Set down exactly the first line of the entries and every line after it, through the line with "## Description".

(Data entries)
*** Block opens ***

PR #3836, opened 2021-01-18
fix bug 3804

### LINKED ISSUE #3804: missing plugin format for albums
Hi,

the missing plugin doesn't use the format provided when listing missing albums.

Here's an example:

```sh
$ beet -vv missing -f '$mb_releasegroupid | $albumtype | $albumartist | $album' -a Accept
user configuration: /config/config.yaml
data directory: /config
plugin paths: 
Sending event: pluginload
library database: /config/musiclibrary.blb
library directory: /music
Sending event: library_opened
Accept - Restless the Best
Accept - Breaker
Accept - The Best of Accept
Accept - I'm a Rebel / Breaker
Accept - Too Mean to Die
Accept - No Substitutes
Accept - Best of Accept
Accept - Restless & Wild / Balls to the Wall
Accept - The Collection
Accept - Metal Masters
Accept - Hungry Years
Sending event: cli_exit
```

### Setup

* OS: Centos 7 + docker + linuxserver/beets
* Python version: 3.8.2
* beets version: 1.4.9
* Turning off plugins made problem go away (yes/no): didn't try

```yaml
plugins: convert discogs embedart fetchart lastgenre missing replaygain scrub web
directory: /music
art_filename: albumart
threaded: yes
original_date: no
per_disc_numbering: no
format_album: $mb_releasegroupid § $albumtype § $albumartist § $album
format_item: $mb_releasegroupid § $albumtype § $albumartist § $album § $title

convert:
  auto: yes
  dest: /music
  ffmpeg: /usr/bin/ffmpeg
  format: mp3
  #max_bitrate: 640
  threads: 1

embedart:
  auto: no

import:
  write: yes
  copy: yes
  move: no
  resume: ask
  incremental: yes
  quiet_fallback: skip
  timid: no
  log: /config/beet.log

fetchart:
  auto: yes

lastgenre:
  auto: yes
  source: album

missing:
  format: $mb_releasegroupid § $albumtype § $albumartist § $album § $title
  count: no
  total: no

paths:
  default: $albumartist/$album%aunique{} [$year]/$track - $title
  singleton: Singleton/$artist - $title
  comp: Compilations/$album%aunique{} [$year]/$track - $title
  albumtype_soundtrack: Soundtracks/$album [$year]/$track - $title 

replaygain:
  auto: no

scrub:
  auto: yes

web:
  host: 0.0.0.0
  port: 8337
```

thanks..

syco:
Signed-off-by: Syco <alberto.rinaudo+zhds@gmail.com>

## Description

Fixes #3804

### DIFF
--- a/beetsplug/missing.py
+++ b/beetsplug/missing.py
@@ -254,7 +254,9 @@ class MissingPlugin(BeetsPlugin):
 
             for release_group in missing:
                 try:
-                    releases_object = musicbrainzngs.browse_releases(release_group=release_group['id'])
+                    releases_object = musicbrainzngs.browse_releases(
+                            release_group=release_group['id']
+                        )
                     albums_list = releases_object['release-list']
                 except MusicBrainzError as err:
                     self._log.info(
--- a/beetsplug/missing.py
+++ b/beetsplug/missing.py
@@ -229,8 +229,8 @@ class MissingPlugin(BeetsPlugin):
                 continue
 
             try:
-                resp = musicbrainzngs.browse_releases(artist=artist[1])
-                release_groups = resp['release-list']
+                resp = musicbrainzngs.browse_release_groups(artist=artist[1])
+                release_groups = resp['release-group-list']
             except MusicBrainzError as err:
                 self._log.info(
                     u"Couldn't fetch info for artist '{}' ({}) - '{}'",
@@ -252,10 +252,21 @@ class MissingPlugin(BeetsPlugin):
             if total:
                 continue
 
-            for album in missing:
-                for album_info in hooks.albums_for_id(album['id']):
-                    item = _album_item(album_info, album_info.album_id)
-                    print_(format(item, fmt))
+            for release_group in missing:
+                try:
+                    releases_object = musicbrainzngs.browse_releases(release_group=release_group['id'])
+                    albums_list = releases_object['release-list']
+                except MusicBrainzError as err:
+                    self._log.info(
+                        u"Couldn't fetch info for release group '{}' - '{}'",
+                        release_group['id'], err
+                    )
+                    continue
+
+                for album in albums_list:
+                    for album_info in hooks.albums_for_id(album['id']):
+                        item = _album_item(album_info, album_info.album_id)
+                        print_(format(item, fmt))
 
         if total:
             print(total_missing)
--- a/beetsplug/missing.py
+++ b/beetsplug/missing.py
@@ -84,6 +84,53 @@ def _item(track_info, album_info, album_id):
     })
 
 
+def _album_item(album_info, album_id):
+    """Build and return `item` from `album info`
+    objects. `item` is missing what fields cannot be obtained from
+    MusicBrainz alone (encoder, rg_track_gain, rg_track_peak,
+    rg_album_gain, rg_album_peak, original_year, original_month,
+    original_day, length, bitrate, format, samplerate, bitdepth,
+    channels, mtime.)
+    """
+    a = album_info
+
+    return Item(**{
+        'album_id':           album_id,
+        'album':              a.album,
+        'albumartist':        a.artist,
+        'albumartist_credit': a.artist_credit,
+        'albumartist_sort':   a.artist_sort,
+        'albumdisambig':      a.albumdisambig,
+        'albumstatus':        a.albumstatus,
+        'albumtype':          a.albumtype,
+        'artist':             a.artist,
+        'artist_credit':      a.artist_credit,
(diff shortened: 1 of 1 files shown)


beetsplug/missing.py
```diff
@@ -181,8 +229,8 @@ def _missing_albums(self, lib, query):
                 continue
 
             try:
-                resp = musicbrainzngs.browse_release_groups(artist=artist[1])
-                release_groups = resp['release-group-list']
+                resp = musicbrainzngs.browse_releases(artist=artist[1])
+                release_groups = resp['release-list']
```
sampsyo, line 233: Is this related to the formatting change?

beetsplug/missing.py
```diff
@@ -204,10 +252,10 @@ def _missing_albums(self, lib, query):
             if total:
                 continue
 
-            missing_titles = {rg['title'] for rg in missing}
-
-            for release_title in missing_titles:
-                print_(u"{} - {}".format(artist[0], release_title))
+            for album in missing:
+                for album_info in hooks.albums_for_id(album['id']):
+                    item = _album_item(album_info, album_info.album_id)
```
sampsyo, line 257: Sorry for being slow, but I don't quite understand what the deal is with the new `_album_item` filter. Can you explain a little more how this works?

sampsyo (commented):
Thanks!! A couple of questions within. Also, could you please add a changelog entry? (There are notes on how to do so in the PR template.)

beetsplug/missing.py
wisp3rwind, line 233: I'm wondering whether the changes from this PR should be hidden behind a command line flag (`--show-releases`, `--detailed-releases`?). Going from release groups to individual releases will substantially increase the amount of output (I'd imagine you'd easily see 5-10 times as many output lines for many artists), making it harder to parse visually. I'm not a user of this plugin myself, but I think I'd mostly be interested in knowing the release groups that I'm missing rather than each and every Vinyl, CD and digital release.

What do you think?

Style-wise, I think `release_groups` (and `rg`) below should be renamed to `releases` and `r` to avoid confusion.

beetsplug/missing.py
```diff
@@ -204,10 +252,10 @@ def _missing_albums(self, lib, query):
             if total:
                 continue
```
wisp3rwind, line 253: I'm pretty sure this filter is broken now, since it's comparing release group and release IDs. In my opinion, the right thing would to indeed filter by release group. But again, someone who actually uses the plugin should comment.

wisp3rwind (changes requested):

beetsplug/missing.py
syco: It is, but it's in the wrong place, I'll explain after the next commit.

beetsplug/missing.py
syco: To use the `format` function I needed an object previously returned by `_item`, but `_item` expects a `track_info` object.
Because this is applied to albums I don't have a `track_info` object to pass to `_item`, hence I created a new filter called `_album_item` that accept an `album_info`.

beetsplug/missing.py
syco: I've restored this lines, now it's comparing release group with release group as it should be

beetsplug/missing.py
```diff
@@ -252,10 +252,23 @@ def _missing_albums(self, lib, query):
...
+                    self._log.info(
+                        u"Couldn't fetch info for release group '{}' - '{}'",
+                        release_group['id'], err
+                    )
+                    continue
+
+                for album in albums_list:
+                    for album_info in hooks.albums_for_id(album['id']):
+                        item = _album_item(album_info, album_info.album_id)
+                        print_(format(item, fmt))
```
syco, line 271: So, to `print_` `format`, I need an item created by the filter at the top of the page, but the original object in the original code was the output of `musicbrainzngs.browse_release_groups`, these objects didn't contain any of the required attributes.
So for every missing release group I get the list of missing albums per release group.
This way I now have all the variables and can use the `format` function using all the placeholder already defined in the documentation.

beetsplug/missing.py
syco: Sorry for the confusion with the first commit, I should have tested more before opening the PR.
This change does increase the output, but the original `rg` object contains only release group id, artist, and album name.
If we want allow a formatting string that uses any other placeholder it's necessary to get the full album object.

syco:
This generates too many requests to musicbrainz and is far too slow to be usable.
Sorry I wasted your time, I'll be back in a few days when I have a better idea on how to proceed.
Thanks anyway.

*** Block closes ***

= TASK ANSWER =
PR #3836, opened 2021-01-18
fix bug 3804

### LINKED ISSUE #3804: missing plugin format for albums
Hi,

the missing plugin doesn't use the format provided when listing missing albums.

Here's an example:

```sh
$ beet -vv missing -f '$mb_releasegroupid | $albumtype | $albumartist | $album' -a Accept
user configuration: /config/config.yaml
data directory: /config
plugin paths: 
Sending event: pluginload
library database: /config/musiclibrary.blb
library directory: /music
Sending event: library_opened
Accept - Restless the Best
Accept - Breaker
Accept - The Best of Accept
Accept - I'm a Rebel / Breaker
Accept - Too Mean to Die
Accept - No Substitutes
Accept - Best of Accept
Accept - Restless & Wild / Balls to the Wall
Accept - The Collection
Accept - Metal Masters
Accept - Hungry Years
Sending event: cli_exit
```

### Setup

* OS: Centos 7 + docker + linuxserver/beets
* Python version: 3.8.2
* beets version: 1.4.9
* Turning off plugins made problem go away (yes/no): didn't try

```yaml
plugins: convert discogs embedart fetchart lastgenre missing replaygain scrub web
directory: /music
art_filename: albumart
threaded: yes
original_date: no
per_disc_numbering: no
format_album: $mb_releasegroupid § $albumtype § $albumartist § $album
format_item: $mb_releasegroupid § $albumtype § $albumartist § $album § $title

convert:
  auto: yes
  dest: /music
  ffmpeg: /usr/bin/ffmpeg
  format: mp3
  #max_bitrate: 640
  threads: 1

embedart:
  auto: no

import:
  write: yes
  copy: yes
  move: no
  resume: ask
  incremental: yes
  quiet_fallback: skip
  timid: no
  log: /config/beet.log

fetchart:
  auto: yes

lastgenre:
  auto: yes
  source: album

missing:
  format: $mb_releasegroupid § $albumtype § $albumartist § $album § $title
  count: no
  total: no

paths:
  default: $albumartist/$album%aunique{} [$year]/$track - $title
  singleton: Singleton/$artist - $title
  comp: Compilations/$album%aunique{} [$year]/$track - $title
  albumtype_soundtrack: Soundtracks/$album [$year]/$track - $title 

replaygain:
  auto: no

scrub:
  auto: yes

web:
  host: 0.0.0.0
  port: 8337
```

thanks..

syco:
Signed-off-by: Syco <alberto.rinaudo+zhds@gmail.com>

## Description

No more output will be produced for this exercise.